DATA EXTRACT Block Start

PR #585, opened 2026-08-14
[RSDEV-13159][D585][GMSL] Receive tunnel NV12 over User Defined carrier

polejoe:
## Summary

- Receive D58x tunnel-mode RGB NV12 over the selected CSI-2 User Defined carrier.
- Keep the HKR source format as NV12 (source DT 0x18) and use override DT 0x32 only for the wire packet.
- Return the byte-identical surface through the standard V4L2_PIX_FMT_NV12 ABI without application-side conversion.

## Carrier choice

UD32 is used for the current product route. It is handled as an 8-bit User Defined stream, so every flat NV12 byte remains one transported byte. This avoids the 24bpp behavior discussed for UD30 and keeps tunnel and future Pixel Mode routing on the same product carrier.

## Scope

- D58x tunnel mode only; the Pixel Mode format table is unchanged.
- D4xx format selection is unchanged.
- No serializer/deserializer programming or build-system changes.
- The private media-bus tuple maps the incoming User Defined stream to an opaque T_R8 VI surface, uses H * 3 / 2 transport rows, and reports sizeimage = bytesperline * H * 3 / 2.
- Source DT and wire override remain separate. Selecting another RGB format clears the per-request override.

## Dependencies

- HKR device manager: https://github.com/RealSenseAI-Internal/soc-rs-soc-device-mgr/pull/471
- HKR HIF MIPI: https://github.com/RealSenseAI-Internal/soc-rs-soc-io-drivers/pull/548

## Verification

- Rebased onto dev 1.0.6.3.
- JP6.2.1 and JP6.2.2 patch reset/replay: PASS.
- JP6.2.2 full clean Image, NVIDIA OOT modules, DTB/DTBO, and complete rootfs staging build: PASS.
- d4xx.ko vermagic: 5.15.185-tegra.
- Rootfs package SHA256: `8685d30b5b422b89a751281fb53d04861c8d73d80affed935509c6710562562f`.
- Full rootfs deployed to Jetson67; the unified d4xx.ko owns the D58x nodes.
- NV12 1280x720@60: PASS, including a 1,382,400-byte frame-20 dump and real NV12 decode.
- NV12 1280x960@60: 180/180 frames PASS with 79 decoded frames, zero video sequence drops, and 181/181 valid metadata buffers.
- NV12 848x480, 480x270, and 424x240 at 60 fps: 90/90 frames PASS for each, including real NV12 decode and continuous metadata.
- HKR logs confirm source DT 0x18, override DT 0x32, packet DT 0x32, and FMT_NV12.
- Concurrent Depth Z16, IR Y8I, RGB YUYV, and IMU regression: PASS with zero video sequence drops.
- IR Y16I 1600x1300@15 and RGB RW16 1600x1300@25 regression: PASS.
- No NVCSI/VI timeout, CRC, or frame error was reported during the regression.

## Related

- Pixel Mode work remains separate from this tunnel-only PR.

### DIFF
--- a/kernel/realsense/d4xx.c
+++ b/kernel/realsense/d4xx.c
@@ -520,7 +520,8 @@ struct ds5_format {
 	unsigned int n_resolutions;
 	const struct ds5_resolution *resolutions;
 	u32 mbus_code;
-	u8 data_type;
+	u8 data_type;		/* Source format DT programmed into HKR. */
+	u8 override_data_type;	/* Non-zero CSI packet DT override on the wire. */
 };
 
 struct ds5_sensor {
@@ -1691,7 +1692,35 @@ static const struct ds5_format ds5_rgb_formats_d58x[] = {
 		.resolutions = d58x_calibration_sizes,
 	},
 };
-#define DS5_D58X_RGB_N_FORMATS 2
+
+#define DS5_D58X_NV12_SOURCE_DT		0x18
+#define DS5_D58X_NV12_CARRIER_DT	0x32
+
+/* Keep shared YUYV and calibration entries aligned with the base table. */
+static const struct ds5_format ds5_rgb_formats_d58x_tunnel[] = {
+	{
+		/* First format: default */
+		.data_type = GMSL_CSI_DT_YUV422_8,	/* UYVY */
+		.mbus_code = MEDIA_BUS_FMT_YUYV8_1X16,
+		.n_resolutions = ARRAY_SIZE(d58x_rgb_sizes),
+		.resolutions = d58x_rgb_sizes,
+	}, {
+		/* Flat NV12 bytes use UD32 as an opaque 8-bit CSI carrier. */
+		.data_type = DS5_D58X_NV12_SOURCE_DT,
+		.override_data_type = DS5_D58X_NV12_CARRIER_DT,
+		.mbus_code = MEDIA_BUS_FMT_RS_NV12_UD32_1X8,
+		.n_resolutions = ARRAY_SIZE(d58x_rgb_sizes),
+		.resolutions = d58x_rgb_sizes,
+	}, {
+		/* RGB calibration: unpacked GRBG10, one little-endian
+		 * 10-bit sample per 16-bit container, 2 bytes/pixel.
+		 */
+		.data_type = GMSL_CSI_DT_RAW_16,
+		.mbus_code = MEDIA_BUS_FMT_SGRBG16_1X16,
+		.n_resolutions = ARRAY_SIZE(d58x_calibration_sizes),
+		.resolutions = d58x_calibration_sizes,
+	},
+};
 
 static const struct ds5_variant ds5_variants[] = {
 	[DS5_DS5U] = {
@@ -2162,6 +2191,14 @@ static void ds5_invalidate_sensor(struct ds5 *state, struct ds5_sensor *sensor)
 	sensor->pipe_vc_id = 0xFFFF;
 }
 
+#ifdef CONFIG_VIDEO_D4XX_SERDES
+static u8 ds5_wire_data_type(const struct ds5_format *format)
+{
+	return format->override_data_type ? format->override_data_type :
+		format->data_type;
+}
+#endif
+
 static int ds5_configure(struct ds5 *state)
 {
 	struct ds5_sensor *sensor;
@@ -2190,10 +2227,12 @@ static int ds5_configure(struct ds5 *state)
 		sensor = &state->rgb.sensor;
 		dt_addr = DS5_RGB_STREAM_DT;
 		md_addr = DS5_RGB_STREAM_MD;
-		/* Only CSI-PT needs the FW DT override; leave the YUYV path on the
-		 * FW default so non-passthrough RGB behaviour is unchanged. */
-		override_addr = sensor->config.format->mbus_code ==
-				MEDIA_BUS_FMT_SBGGR8_1X8 ? DS5_RGB_OVERRIDE : 0;
+		/* D58x tunnel formats always program the stream override contract:
+		 * non-zero selects a carrier DT and zero clears any prior carrier.
+		 * The format cache avoids redundant I2C writes. D4xx is unchanged. */
+		override_addr = (ds5_is_d58x(state) && !state->d58x_pixel_mode) ||
+			sensor->config.format->mbus_code == MEDIA_BUS_FMT_SBGGR8_1X8 ?
+			DS5_RGB_OVERRIDE : 0;
 		fps_addr = DS5_RGB_FPS;
 		width_addr = DS5_RGB_RES_WIDTH;
 		height_addr = DS5_RGB_RES_HEIGHT;
@@ -2220,7 +2259,7 @@ static int ds5_configure(struct ds5 *state)
 	md_fmt = (state->metadata_enabled) ? GMSL_CSI_DT_EMBED : 0x00;
 
 #ifdef CONFIG_VIDEO_D4XX_SERDES
-	data_type1 = sensor->config.format->data_type;
+	data_type1 = ds5_wire_data_type(sensor->config.format);
 	data_type2 = md_fmt;
 	is_calib = (state->is_y8 && (data_type1 == GMSL_CSI_DT_RGB_888));
 
@@ -2325,7 +2364,14 @@ static int ds5_configure(struct ds5 *state)
 	}
 
 	if (override_addr != 0) {
-		dt_value = sensor->config.format->data_type;
+		/* D58x tunnel uses an explicit per-format carrier contract, including
+		 * zero to clear a previous override. Preserve the existing D4xx
+		 * depth/IR override values. */
+		if (state->is_rgb && ds5_is_d58x(state) &&
+		    !state->d58x_pixel_mode)
+			dt_value = sensor->config.format->override_data_type;
+		else
+			dt_value = sensor->config.format->data_type;
 		/* RAW8 CSI passthrough: FW runs in CSI-PT mode (0x2E → dt_addr) and
 		 * remaps all wire DTs to RAW8 via override_addr=0x2A.
 		 */
@@ -6409,6 +6455,12 @@ static int ds5_fixed_configuration(struct i2c_client *client, struct ds5 *state)
 
 	sensor = &state->depth.sensor;
 	dev_type = ds5_dev_type(state, dev_type);
+	state->d58x_pixel_mode = false;
+#ifdef CONFIG_VIDEO_D4XX_SERDES
+	state->d58x_pixel_mode = (dev_type == DS5_DEVICE_TYPE_D58X) &&
+				 (state->dser_ops == &max96712_interface);
+#endif
+
 	switch (dev_type) {
 	case DS5_DEVICE_TYPE_D41X:
 		sensor->formats = ds5_depth_formats_d41x;
@@ -6477,8 +6529,13 @@ static int ds5_fixed_configuration(struct i2c_client *client, struct ds5 *state)
 		sensor->n_formats = DS5_RLT_RGB_N_FORMATS;
 		break;
 	case DS5_DEVICE_TYPE_D58X:
-		sensor->formats = ds5_rgb_formats_d58x;
-		sensor->n_formats = DS5_D58X_RGB_N_FORMATS;
+		if (!state->d58x_pixel_mode) {
+			sensor->formats = ds5_rgb_formats_d58x_tunnel;
+			sensor->n_formats = ARRAY_SIZE(ds5_rgb_formats_d58x_tunnel);
+		} else {
+			sensor->formats = ds5_rgb_formats_d58x;
+			sensor->n_formats = ARRAY_SIZE(ds5_rgb_formats_d58x);
+		}
 		break;
 	default:
 		sensor->formats = &ds5_onsemi_rgb_format;
@@ -6487,13 +6544,6 @@ static int ds5_fixed_configuration(struct i2c_client *client, struct ds5 *state)
 	sensor->mux_pad = DS5_MUX_PAD_RGB;
 
 	sensor = &state->imu.sensor;
-
-	state->d58x_pixel_mode = false;
-#ifdef CONFIG_VIDEO_D4XX_SERDES
-	/* D58x on a MAX96712 deserializer runs the serdes link in PIXEL mode. */
-	state->d58x_pixel_mode = (dev_type == DS5_DEVICE_TYPE_D58X) &&
-				 (state->dser_ops == &max96712_interface);
-#endif
 
 	/* For fimware version starting from: 5.16,
 	   IMU will have 32bit axis values.
--- a/nvidia-oot/6.0/0013-Receive-flat-NV12-over-User-Defined.patch
+++ b/nvidia-oot/6.0/0013-Receive-flat-NV12-over-User-Defined.patch
@@ -1,0 +1,192 @@
+From 168b4e389da3ab461252c9d3be806edfe0bba51e Mon Sep 17 00:00:00 2001
+From: zhou <shengyong.zhou@realsenseai.com>
+Date: Mon, 17 Aug 2026 10:25:24 +0800
+Subject: [PATCH] media: tegra: receive flat NV12 over UD32
+
+Add a private media-bus tuple that matches UD32 while DMAing an opaque
+T_R8 surface. Apply the RAW8 receive-parser override only to the current
+capture descriptor, expand the transport height to H*3/2, and expose the
+resulting byte-identical surface through the standard NV12 V4L2 ABI.
+
+Scope NV12 buffer sizing and channel-format lookup to the private tuple,
+while preserving legacy lookup behavior for every other FourCC.
+---
+ .../media/platform/tegra/camera/vi/channel.c  |  9 +++++++++
+ drivers/media/platform/tegra/camera/vi/core.c | 16 ++++++++++++++--
+ .../media/platform/tegra/camera/vi/vi5_fops.c | 12 +++++++
+ .../platform/tegra/camera/vi/vi5_formats.h    | 32 +++++++++++++++++++
+ 4 files changed, 67 insertions(+), 2 deletions(-)
+
+diff --git a/drivers/media/platform/tegra/camera/vi/channel.c b/drivers/media/platform/tegra/camera/vi/channel.c
+index ac5e0e9c..9eee67ba 100644
+--- a/drivers/media/platform/tegra/camera/vi/channel.c
++++ b/drivers/media/platform/tegra/camera/vi/channel.c
+@@ -295,6 +295,9 @@ static void tegra_channel_update_format(struct tegra_channel *chan,
+ 
+ 	if (fourcc == V4L2_PIX_FMT_NV16)
+ 		chan->format.sizeimage *= 2;
++	else if (fourcc == V4L2_PIX_FMT_NV12 &&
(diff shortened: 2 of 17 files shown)


nvidia-oot/6.2/0013-Receive-flat-NV12-over-UD30.patch
```diff
@@ -0,0 +1,162 @@
...
++		chan->format.sizeimage = chan->format.sizeimage * 3 / 2;
+ }
+ 
+ static void tegra_channel_fmts_bitmap_init(struct tegra_channel *chan)
+@@ -2129,8 +2131,10 @@ __tegra_channel_try_format(struct tegra_channel *chan,
+ 				&pix->width, &pix->height, &pix->bytesperline);
+ 	pix->sizeimage = get_aligned_buffer_size(chan,
+ 			pix->bytesperline, pix->height);
+-	if (chan->fmtinfo->fourcc == V4L2_PIX_FMT_NV16)
++	if (vfmt->fourcc == V4L2_PIX_FMT_NV16)
```
ymodlin: **Potential BUG (NULL deref)** — switching from `chan->fmtinfo->fourcc` to `vfmt->fourcc` now dereferences a pointer that the new `test_bit(fmts_bitmap)` gate in `tegra_core_get_format_by_fourcc()` can make NULL. `chan->fmtinfo` was never NULL here; `vfmt` can be. Please confirm this path is NULL-guarded.

nvidia-oot/6.2/0013-Receive-flat-NV12-over-UD30.patch
```diff
@@ -0,0 +1,162 @@
...
+index f0bde35a..33396ad1 100644
+--- a/drivers/media/platform/tegra/camera/vi/core.c
++++ b/drivers/media/platform/tegra/camera/vi/core.c
+@@ -96,7 +96,8 @@ int tegra_core_get_code_by_fourcc(struct tegra_channel *chan,
+ 	unsigned int i;
+ 
+ 	for (i = offset; i < chan->num_video_formats; ++i) {
+-		if (chan->video_formats[i]->fourcc == fourcc)
++		if (chan->video_formats[i]->fourcc == fourcc &&
++		    test_bit(i, chan->fmts_bitmap))
```
ymodlin: **Potential BUG (scope)** — this gate is global: it changes `tegra_core_get_code_by_fourcc()` / `get_format_by_fourcc()` for every VI channel and sensor, not just the D58x tunnel. Any caller that runs before `tegra_channel_fmts_bitmap_init()` populates `fmts_bitmap` now gets NULL/`-EINVAL` where it previously resolved. Worth confirming every call site is post-init.

nvidia-oot/6.2/0013-Receive-flat-NV12-over-UD30.patch
```diff
@@ -0,0 +1,162 @@
...
+
+diff --git a/drivers/media/platform/tegra/camera/vi/channel.c b/drivers/media/platform/tegra/camera/vi/channel.c
+index 83946acb..0bdaba7b 100644
+--- a/drivers/media/platform/tegra/camera/vi/channel.c
++++ b/drivers/media/platform/tegra/camera/vi/channel.c
+@@ -295,6 +295,8 @@ static void tegra_channel_update_format(struct tegra_channel *chan,
+ 
+ 	if (fourcc == V4L2_PIX_FMT_NV16)
+ 		chan->format.sizeimage *= 2;
++	else if (fourcc == V4L2_PIX_FMT_NV12)
```
ymodlin: **Guideline violation (CLAUDE.md, as amended by this very PR)** — *"Never enable a persistent/global override or select it from V4L2 FourCC alone."* This scales `sizeimage` off `V4L2_PIX_FMT_NV12` alone, while `vi5_setup_surface()` correctly keys on `chan->fmtinfo->code`. Suggest using `tegra_vi_get_surface_override(chan->fmtinfo->code)` here too, so the 1.5x stays tied to the private tuple and a future real NV12 sensor can't be mis-sized.

nvidia-oot/6.0/0013-Receive-flat-NV12-over-UD30.patch
```diff
@@ -0,0 +1 @@
+../6.2/0013-Receive-flat-NV12-over-UD30.patch
```
ymodlin: **Guideline violation (CLAUDE.md)** — *"`6.0/` holds the real files; `6.1/`/`6.2/` symlink the byte-identical ones back to `6.0/`"*. Here `6.0/` and `6.1/` symlink **forward** to `6.2/`, inverting the documented convention. Either move the real file to `6.0/`, or update CLAUDE.md (this PR already edits it).

kernel/realsense/d4xx.c
```diff
@@ -110,12 +110,25 @@ struct ser_interface {
...
 #define GMSL_CSI_DT_RAW_8 0x2A
 #define GMSL_CSI_DT_EMBED 0x12
 #endif
 
+#ifndef GMSL_CSI_DT_YUV420_8
+#define GMSL_CSI_DT_YUV420_8 0x18
+#endif
+
+#ifndef GMSL_CSI_DT_USER_1
+#define GMSL_CSI_DT_USER_1 0x30
```
ymodlin: **Enhancement** — `GMSL_CSI_DT_USER_1 0x30` duplicates `GMSL_CSI_DT_UED_U1 0x30`, which `gmsl-link.h` already provides. Also `GMSL_CSI_DT_YUV420_8` is now defined twice (line 113 in the `#else` block plus this unconditional `#ifndef`). Reuse the existing name and drop the duplicate define.

kernel/realsense/d4xx.c
```diff
@@ -110,12 +110,25 @@ struct ser_interface {
...
+#endif
+
+#ifndef MEDIA_BUS_FMT_RS_NV12_UD30_1X8
+#define MEDIA_BUS_FMT_RS_NV12_UD30_1X8 0x5008
```
ymodlin: **Enhancement** — `0x5008` is defined in three independent places (here, `6.2/0013`, `7.0/0013`) with no shared header. Editing one silently desyncs d4xx's advertised mbus code from VI's match table, surfacing as a confusing "format not found". Define it once. Note `0x50xx` is also upstream's vendor-specific range — future collision risk.

kernel/realsense/d4xx.c
```diff
@@ -1691,7 +1707,31 @@ static const struct ds5_format ds5_rgb_formats_d58x[] = {
 		.resolutions = d58x_calibration_sizes,
 	},
 };
-#define DS5_D58X_RGB_N_FORMATS 2
+
+static const struct ds5_format ds5_rgb_formats_d58x_tunnel[] = {
```
ymodlin, line 1700: **Enhancement** — entries 0 (YUYV) and 2 (RGB calibration) are verbatim copies from `ds5_rgb_formats_d58x[]`, so every future D58x RGB format change has to be made twice. Consider deriving the tunnel table from the base one, or add a short keep-in-sync note.

ymodlin (commented):
**rs-agentic automated review** — D58x tunnel NV12 over UD30.

The DT split (`data_type` = HKR source, `override_data_type` = wire carrier) is a clean contract, and `ds5_wire_data_type()` is a no-op for every pre-existing format, so the d4xx blast radius is well contained. `DS5_D58X_RGB_N_FORMATS` → `ARRAY_SIZE` is a good cleanup, and `cached_override_value` invalidating to `0xFFFF` means the "explicit zero clears a stale carrier" contract genuinely holds.

Main concerns are in the VI carrier — two changes are **global** to `tegra_core_get_*_by_fourcc()` rather than scoped to the tunnel path.

3 items to confirm, 4 minor. Not an approval.

nvidia-oot/6.2/0013-Receive-flat-NV12-over-UD30.patch
polejoe: Confirmed this path is already NULL-guarded. `__tegra_channel_try_format()` first looks up the requested format, falls back to `chan->format.pixelformat` if needed, and returns `-EINVAL` if that lookup also fails. The `vfmt->fourcc` size calculation is only reached after those checks, so no code change is needed for this item.

nvidia-oot/6.2/0013-Receive-flat-NV12-over-UD30.patch
polejoe: Fixed in 16ccca4. Channel bitmap filtering is now limited to the new NV12 lookup. An empty bitmap keeps the pre-init lookup behavior, and every non-NV12 FourCC follows the original unconditional lookup path.

nvidia-oot/6.2/0013-Receive-flat-NV12-over-UD30.patch
polejoe: Fixed in 16ccca4. Both active-format sizing and `TRY_FMT` now require the full private tuple: `V4L2_PIX_FMT_NV12` plus `MEDIA_BUS_FMT_RS_NV12_UD30_1X8`. A normal NV12 tuple will not receive the 3/2 size rule.

nvidia-oot/6.0/0013-Receive-flat-NV12-over-UD30.patch
polejoe: Fixed in 16ccca4. JP6.0 now contains the real patch; JP6.1 and JP6.2 are symlinks back to `../6.0/0013-Receive-flat-NV12-over-UD30.patch`, matching the repository convention.

kernel/realsense/d4xx.c
polejoe: Fixed in 16ccca4. The tunnel LUT now reuses `GMSL_CSI_DT_UED_U1`; the duplicate USER_1 and YUV420 definitions were removed. The only local media-bus fallback left is guarded for JP5 headers that predate the shared definition.

kernel/realsense/d4xx.c
polejoe: Fixed in 16ccca4. `MEDIA_BUS_FMT_RS_NV12_UD30_1X8` is defined once in the patched kernel UAPI `media-bus-format.h` for JP6/JP7, and both d4xx and VI consume that definition. JP5 keeps a guarded compatibility fallback because its kernel headers do not contain the new code.

kernel/realsense/d4xx.c
polejoe: Addressed in 16ccca4 with a short keep-in-sync note beside the tunnel table. The entries stay explicit because the tunnel table inserts the NV12 carrier entry between shared D58x formats; deriving a second static initializer from the first C array would make the mapping less direct.

polejoe:
Review follow-up is in 16ccca4.

What changed:
- tied NV12 sizeimage and TRY_FMT handling to the full private NV12/UD30 media-bus tuple
- limited channel bitmap lookup filtering to NV12; pre-init lookup and every non-NV12 FourCC keep the old behavior
- moved the shared media-bus code into the patched kernel UAPI
- restored the JP6.0 real-file / JP6.1+6.2 symlink convention
- reused the existing UD30 constant and added the D58x LUT keep-in-sync note

The NULL-dereference report was checked and does not reproduce in the control flow: both requested and fallback vfmt lookups are tested, with -EINVAL returned before vfmt is dereferenced.

The S5C and AHSV defines visible around the UAPI change are existing context lines, not additions. The only new format define in that hunk is MEDIA_BUS_FMT_RS_NV12_UD30_1X8.

Verification:
- JP6 and JP7 clean patch apply: PASS
- JP6.2.2 kernel and NVIDIA OOT build/package: PASS
- board-side Depth Z16, IR Y8I and IMU GREY direct profiles: PASS
- full post-review board regression paused when the rig was released; no further device test is claimed

polejoe:
Post-review board regression is complete on Jetson67.

- Deployed the complete JP6.2.2 rootfs from this branch; unified `d4xx.ko 1.0.6.2` owns the D58x nodes. Legacy `d5xx.ko` was not used.
- HKR ran an isolated latest-master SRAM image. The stream log confirms `data_type=0x18`, `override_dt=0x30`, `packet_dt=0x30`, `source_fmt=NV12`.
- NV12 1280x960@60: 121 captured / 51 decoded, zero errors and sequence drops. Frame 20 is 1,843,200 bytes with BPL 1280.
- NV12 1280x720@60: 121 captured / 68 decoded, zero errors and sequence drops. Frame 20 is 1,382,400 bytes.
- NV12 with RGB metadata: 61 video frames and 62 valid metadata buffers; zero sequence gaps, parse errors or stream mismatches.
- Regression passed for RGB YUYV, Depth Z16, IR Y8I, IR Y16I, RGB RW16 and IMU GREY.

The earlier probe failure was caused by mixing the legacy `d5xx` overlay/module path with `dev`. Re-testing with the repository's unified D58x tunnel overlay and `d4xx.ko` passed. No SER/DES source or D5x firmware changes were made for this PR.

kernel/realsense/d4xx.c
```diff
@@ -607,6 +622,8 @@ struct ds5 {
 	/* D58x camera behind a PIXEL-mode deserializer - requires strict
 	 * Scheduling and data sizes in HKR side */
 	bool d58x_pixel_mode;
+	/* D58x camera behind MAX96724 in GMSL tunnel mode. */
+	bool d58x_tunnel_mode;
```
ejgoldik: Why do we need a tunnel_mode flag? we already have a dedicated pixel_mode flag. If we are in the D58x and d58x_pixel_mode == 0 then we are in tunnel mode

ymodlin (changes requested):
Please remove the changes from the scripts folder they are not related to NV12 over UD30

ejgoldik (changes requested):
Main issue I worry about is the fact that UD30 is not usable for Pixel mode at all because it is 32 bit. So if we enable this now we will need two different nv12 formats for tunnel and pixel mode. Need to discuss with Evgeny

kernel/realsense/d4xx.c
```diff
@@ -44,6 +44,14 @@
 #include <media/max96717.h>
 #include <media/max96724.h>
 
+#ifndef GMSL_CSI_DT_YUV420_8
+#define GMSL_CSI_DT_YUV420_8 0x18
+#endif
+
```
ejgoldik: Should probably added to media/gmsl-link.h (we patch the rest of the formats there)

ejgoldik (changes requested):

kernel/realsense/d4xx.c
polejoe: Removed the redundant flag. D58x tunnel selection now uses the existing `!state->d58x_pixel_mode` state, and no `d58x_tunnel_mode` member remains.

kernel/realsense/d4xx.c
polejoe: Moved `GMSL_CSI_DT_YUV420_8` into the shared `media/gmsl-link.h` patch carriers. `d4xx.c` now consumes the shared definition.

polejoe:
Updated in `d95400e` based on the latest review:

- Rebuilt the branch as one NV12/UD30 feature commit on `dev`.
- Removed all `scripts/` and build-system changes from the PR.
- Removed the redundant tunnel-mode flag; D58x tunnel mode now uses the existing `!d58x_pixel_mode` state.
- Moved the YUV420 CSI DT definition to the shared `media/gmsl-link.h` patch carriers.
- Kept NV12/UD30 strictly tunnel-only. The D58x pixel-mode format table is unchanged and does not enumerate this format, so the 32-bit UD30 pixel-mode limitation is not exercised by this PR.

The final branch passes a clean JP6.2.2 patch reset/replay and full kernel, NVIDIA OOT module, DTB, and rootfs staging build.

nvidia-oot/6.0/0013-Receive-flat-NV12-over-User-Defined.patch
```diff
@@ -0,0 +1,189 @@
...
++	const struct tegra_vi_surface_override *surface_override =
++		tegra_vi_get_surface_override(chan->fmtinfo->code);
+ 	u32 nvcsi_stream = chan->port[vi_port];
+ 	struct capture_descriptor_memoryinfo *desc_memoryinfo =
+ 		&chan->tegra_vi_channel[vi_port]->
+@@ -413,6 +417,9 @@ static void vi5_setup_surface(struct tegra_channel *chan,
+ 	 */
+ 	if (chan->fmtinfo->fourcc == V4L2_PIX_FMT_Y16I)
+ 		width *= 2;
++	if (surface_override)
```
ev-mp, line 123: This section is the upstream caveat we previously discussed

nvidia-oot/6.0/0013-Receive-flat-NV12-over-UD31.patch
```diff
@@ -0,0 +1,189 @@
...
+ 
+ static void tegra_channel_fmts_bitmap_init(struct tegra_channel *chan)
+@@ -2126,8 +2129,11 @@ __tegra_channel_try_format(struct tegra_channel *chan,
+ 				&pix->width, &pix->height, &pix->bytesperline);
+ 	pix->sizeimage = get_aligned_buffer_size(chan,
+ 			pix->bytesperline, pix->height);
+-	if (chan->fmtinfo->fourcc == V4L2_PIX_FMT_NV16)
++	if (vfmt->fourcc == V4L2_PIX_FMT_NV16)
+ 		pix->sizeimage *= 2;
++	else if (vfmt->fourcc == V4L2_PIX_FMT_NV12 &&
```
ev-mp: This the injection that contaminates vi/nvcsi subsytem with RS-specific logic. Lets continue offline

polejoe:
UD32 tunnel validation is complete on Jetson67 with the full JP6.2.2 rootfs from this branch.

- 1280x720@60 and 1280x960@60 NV12 passed; frame 20 at 1280x720 is 1,382,400 bytes.
- 848x480, 480x270, and 424x240 at 60 fps passed real NV12 decode with continuous metadata.
- HKR logs confirm source DT 0x18, wire override/packet DT 0x32, and FMT_NV12.
- Concurrent Depth Z16, IR Y8I, RGB YUYV, and IMU passed with zero video sequence drops.
- IR Y16I@15 and RGB RW16@25 regression passed.
- No NVCSI/VI timeout, CRC, or frame error was reported during these runs.

The latest commit also fixes the JP7 feature patch hunk count exposed by CI; it changes patch metadata only, not the verified driver logic.

polejoe:
Patch carrier names are now independent of the selected User Defined DT number across JP5, JP6, and JP7. The protocol implementation still explicitly selects DT 0x32.

- JP6.2.2 patch reset/replay with the renamed carriers: PASS
- Full clean Image/OOT/DTB/rootfs build: PASS
- Rootfs SHA256: `8685d30b5b422b89a751281fb53d04861c8d73d80affed935509c6710562562f`
- Full rootfs deployed to Jetson67 and rebooted: PASS
- Unified `d4xx.ko 1.0.6.3` is loaded; all seven D58x video/metadata aliases are present
- System is running with no post-deploy VI/NVCSI error

polejoe:
This PR has been retargeted from `dev` to `dev_gmsl_merge`.

`dev_gmsl_merge` was forked from `dev` at `384f3688a5d3f2fa5a420b9d422dc7feeba52a8c` (version 1.0.6.3). It is the current integration branch for ready-for-review GMSL stack changes. The historical `d500_gmsl_dev` branch is tunnel-only and has diverged too far from `dev` to remain an efficient shared base.

This staging flow keeps each change independently reviewable while surfacing cross-PR and current-`dev` conflicts earlier. It also allows combined regression and full validation before promotion to `dev`, reducing repeated conflict resolution, duplicated validation, and overall merge effort.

DATA EXTRACT Block End

__TRY IT__.
The expected answer is each line of the records above that includes the string "entries".

__SOLUTION FOR THIS EXERCISE__.
+/* Keep shared YUYV and calibration entries aligned with the base table. */
ymodlin, line 1700: **Enhancement** — entries 0 (YUYV) and 2 (RGB calibration) are verbatim copies from `ds5_rgb_formats_d58x[]`, so every future D58x RGB format change has to be made twice. Consider deriving the tunnel table from the base one, or add a short keep-in-sync note.
polejoe: Addressed in 16ccca4 with a short keep-in-sync note beside the tunnel table. The entries stay explicit because the tunnel table inserts the NV12 carrier entry between shared D58x formats; deriving a second static initializer from the first C array would make the mapping less direct.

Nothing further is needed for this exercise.